Aging water infrastructure

The council also received an update about the city’s water and sewer infrastructure – specifically that a lot of pipe will need to be replaced in the next 20 years. 

Director of Public Utilities Mike Collins proposed that water rates be increased by 4% each year between 2021 and 2031, and sewer rates by 2.5% each year between 2022 and 2029, to pay for these infrastructure updates. 

Collins said in the first year, with a four percent water rate increase, the average family would only see their monthly bill increase by about 60 cents.

He estimated that about $60 million worth of water infrastructure, about 27% of the entire system, will need to be replaced in the next 20 years. For sewer infrastructure, they’re looking at about $37 million worth, or about 36% of the entire system.

Collins pointed to the drawn-out construction on East Market Street last year as a cautionary tale. Part of that project was replacing old water lines – one of which dated back to 1898.

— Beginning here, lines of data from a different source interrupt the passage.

PR #9623, opened 2017-09-13
Disable SSD on CPU Halide test

dkurt:
### This pullrequest changes

Segmentation fault appears from time to time at SSD network compilation (CPU target only, mbox_conf concat layer with `1 754 328` output channels and `1x1` `width x height`).


vpisarev:
:+1:

PR #9626, opened 2017-09-14
fisheye: fix initUndistortRectifyMap()

T0ny0:
### This pullrequest changes

There is a bug in `cv::fisheye::initUndistortRectifyMap()` when you undistort fish-eye image with such `RectifyMap` that part of fisheye remains behind new camera view (`_w <= 0` in code) undistortion work incorrectly (see the photos). Also there is division by `_w` with no zero check. The fixed `initUndistortRectifyMap()` works fine in such situations.

bad

good

### DIFF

“I think the future looks a lot like East Market Street in a lot of other places,” he said. Collins said fixing repeated water breaks can be costly, especially when they cause considerable pavement damage.

“Instead of fixing that thing four times, I need to get it out of there,” Collins said. “What’s the best way to spend our money?”

Also at the meeting:

  • Campbell announced that, within the next few days, the city should receive new bond ratings from the agencies Moody’s and Standard & Poor’s to reflect the more than $100 million in debt needed to build the new high school.
  • The council unanimously approved a special use permit for Virginia Mennonite Retirement Community to allow it to tear down and replace three “quad-plexes” that front Park Road over the next five years.